[Saved entries]

-*-*-

PR #841, opened 2022-06-06
Allow cancellation of clean-up wait

efd6:
This allows waits to hear signals and uses this capacity in deferred clean-up waits.

Please take a look.


internal/testrunner/runners/system/runner.go
```diff
@@ -95,7 +95,7 @@ func (r *runner) TearDown() error {
 func (r *runner) tearDownTest() error {
 	if r.options.DeferCleanup > 0 {
 		logger.Debugf("waiting for %s before tearing down...", r.options.DeferCleanup)
-		time.Sleep(r.options.DeferCleanup)
+		signal.Sleep(r.options.DeferCleanup)
```
mtojek, line 98: Ok, so I see that this is enabled only for `options.DeferCleanup`? If so, then I guess it's safe to merge.

mtojek (approved):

-*-*-

§ What the task requires
Could you write out all of the data again, exactly as given?

§ Answer
PR #841, opened 2022-06-06
Allow cancellation of clean-up wait

efd6:
This allows waits to hear signals and uses this capacity in deferred clean-up waits.

Please take a look.


internal/testrunner/runners/system/runner.go
```diff
@@ -95,7 +95,7 @@ func (r *runner) TearDown() error {
 func (r *runner) tearDownTest() error {
 	if r.options.DeferCleanup > 0 {
 		logger.Debugf("waiting for %s before tearing down...", r.options.DeferCleanup)
-		time.Sleep(r.options.DeferCleanup)
+		signal.Sleep(r.options.DeferCleanup)
```
mtojek, line 98: Ok, so I see that this is enabled only for `options.DeferCleanup`? If so, then I guess it's safe to merge.

mtojek (approved):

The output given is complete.